Problem -
The records that follow must be printed exactly as they are.

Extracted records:
□ □ □ □ □ □ □

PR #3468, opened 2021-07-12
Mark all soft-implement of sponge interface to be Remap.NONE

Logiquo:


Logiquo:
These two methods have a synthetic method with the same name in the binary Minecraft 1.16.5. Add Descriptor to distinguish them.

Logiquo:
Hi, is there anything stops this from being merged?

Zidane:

□ □ □ □ □ □ □

Answer space -
PR #3468, opened 2021-07-12
Mark all soft-implement of sponge interface to be Remap.NONE

Logiquo:


Logiquo:
These two methods have a synthetic method with the same name in the binary Minecraft 1.16.5. Add Descriptor to distinguish them.

Logiquo:
Hi, is there anything stops this from being merged?

Zidane:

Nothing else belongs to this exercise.